## Exercise brief
Beneath this task are records; count the lines among them that contain the word "quite" and answer with the number only.

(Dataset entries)
++++++++++

Issue #81, opened 2020-06-01
Reverse Proxy/External Authentication


cazier:
Feel free to file this issue under the "only affects a few people" category, but I was wondering if you'd be interested in adding functionality to log in using, as Django describes it, [REMOTE_USER](https://docs.djangoproject.com/en/3.0/howto/auth-remote-user/).

My current set up uses nginx as a reverse proxy, and [Authelia](https://github.com/authelia/authelia) as an SSO provider. In short, if I try to use a subdomain that is protected by Authelia, it requires me to a) be logged in, and b) have access (configured in Authelia) for that site.

Django provides the functionality to log-in via a reverse proxy header by using a specific Authentication Backend, and reading the variable passed through the header, simply by adding a few lines in the `settings.py` file and creating a custom middleware. (Though the last step can be optional.)

Is this something you would be willing to implement upstream? I'm happy to create a pull request, but, while I think it's quite basic, I am aware it's not something that would necessarily be applicable to all users.

Thanks!

vabene1111:
That sounds very interesting and also like something many self hosting enthusiasts might already have setup. As i dont have a setup of my own with authelia so feel free to create a PR with something that works for your setup. I think it would be best to have as much of it configurable trough the `.env` file as possible so that people with other auth frameworks can use it as well.

I can then review the code and read up on the docs if there are possible security or feature limitations and then we can merge it.

vabene1111:
so in 0df86b940f2265decb96d75c57a3738c35a2776a i added an online setup page as some people apparently dont have shell access to their containers. I have added a condition so that the page should not be shown if remote userers are activated but please make sure to thoroughly validate this (https://github.com/vabene1111/recipes/commit/0df86b940f2265decb96d75c57a3738c35a2776a#diff-3a3a6e110e53cfdd2cdab24960feb6eeR265).

PR #88, opened 2020-06-03
Adding Reverse Proxy Authentication

cazier:
See #81.

This Pull Request will allow you to log in to recipes by looking for a matching request header. If there is no matching header, Django automatically falls back to using the built-in/standard User/Password login functionality of `django.contrib.auth.backends.ModelBackend` (i.e., what is currently used.)

If the user _does not exist in recipes_, but does have access granted via the authentication server, Django silently lets the user access the site, but will not _create_ that user in the database:

image

I tried to add some documentation/deployment details as well, but, given this also requires a functioning authentication server, which could have lots of different implementations, it's rather sparse. I'm happy to expand upon that, though, if needed.

Let me know if there any issues!

### DIFF
--- a/docs/docker/nginx-proxy with proxy authentication/README.md
+++ b/docs/docker/nginx-proxy with proxy authentication/README.md
@@ -1,0 +1,15 @@
+This is a further example combining the power of nginx with the reverse proxy authentication service, [Authelia](https://github.com/authelia/authelia).
+
+Please refer to the appropriate documentation on how to setup the reverse proxy, authentication, and networks.
+
+Ensure users have been configured for Authelia, and that the endpoint that recipes is pointed to is protected, but available.
+
+There is a good guide to the other additional files that need to be added to your Nginx set up at the [Authelia Docs](https://docs.authelia.com/deployment/supported-proxies/nginx.html).
+
+Remember to add the appropriate environment variables to `.env` file:
+```
+VIRTUAL_HOST=
+LETSENCRYPT_HOST=
+LETSENCRYPT_EMAIL=
+PROXY_HEADER=
+```
--- a/docs/docker/nginx-proxy with proxy authentication/docker-compose.yml
+++ b/docs/docker/nginx-proxy with proxy authentication/docker-compose.yml
@@ -1,0 +1,43 @@
+version: "3"
+services:
+  db_recipes:
+    restart: always
+    image: postgres:11-alpine
+    volumes:
+      - ./postgresql:/var/lib/postgresql/data
+    env_file:
+      - ./.env
+    networks:
+      - default
+
+  web_recipes:
+    image: vabene1111/recipes
+    restart: always
+    env_file:
+      - ./.env
+    volumes:
+      - ./staticfiles:/opt/recipes/staticfiles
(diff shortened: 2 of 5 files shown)


vabene1111:
since i cannot really test this setup, have you tested this (i.e. by accessing several different pages, creating recipes, keywords, comments, etc.) ? 

Since this is optional for a user to implement its ok if things dont work but i feel like there might be a little to many things that break with this. Since you plan on using this anyway maybe you can just run your setup for a few days/weeks and then give feedback on how well it works and maybe we can add that to the documentation as well ?

cazier:
I've been using this set up for about two months, doing most of all the things you've mentioned, except for adding comments, but had been pushing [my own build](https://github.com/bcazier-dockerhub/recipes) to Dockerhub that just replaced the two files that needed changes.

Django is really quite convenient in that it allows you to just slot in the user via the proxy header rather than via a login page. Technically, it doesn't require the supplied user to exist, but since I'm limiting the number of people that have access to this domain, I just add those (via the Django Admin page) ahead of time.

I'm happy to keep testing it out this way for a while, but I would like to vouch for the fact that it has worked over the last few months without any issues!

vabene1111:
No if you have already been using it for this long we can definitely integrate it. 

Just out of curiosity because i find this fascinating: When you create a recipe with your setup how is the `created_by` associated ? Because it is a required field of the recipe model to have an associated user ? Does django choose from one of the user models you manually created ? 

Sry for all the questions, if find this whole setup very technically interesting and also if i understand it better i might improve some features to work better on "userless" setups (e.g. showing a proper name/label for users without objects).

cazier:
Not a problem; I totally understand the questions!

This recipe was made with a user logged in via the proxy:
image

The proxy supplied the username `brendan` which _does_ correspond to an existing user in the recipes database. (I initially started using the built in authentication, but when I got to having a number of services running on my server, I tried to switch as many as possible over to an SSO option.) Looking at the user database, you can see this user exists, and has the table filled out:

image

For the sake of being thorough, though, when logging in as a user that exists in the SSO, but not recipes, Django automatically creates that user in the users database, but does not assign that user a group. (Sorry for all the inline screenshots...)

image

This `system` user is "logged in" and can see the `/search/` page, but as they're not members of any group, they can't actually see or edit any recipes, or any of the keywords, books, units, etc., and the following error pops-up:

image

Per the Django documentation, any user logged in via the proxy header inherits all the same permissions details as a regular user, but as they are not automatically assigned a group (even the `guest` group), they don't end up being able to access anything.

For me, personally, that works. As of now I'm creating a user in my authentication database, and specifically assigning them access to the services I want them to access. Therefore if they are supposed to have access to the recipes, I specifically create a user for them. Plus, it appears to me that, as it inherits the properties of the `ModelBackend` user, it looks like the existing error messages apply.

cazier:
I did, however, push another commit because I apparently deleted that `from os import getenv` line which is necessary to pull the header name from the .env file. Oops!

vabene1111:
ok, thank you very much for all the detailed information on how this feature works. I will merge this with the next release. I will probably change it so that there is a environment variable which adds the auth setting but other than that i think its fine.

++++++++++

## Exercise result
2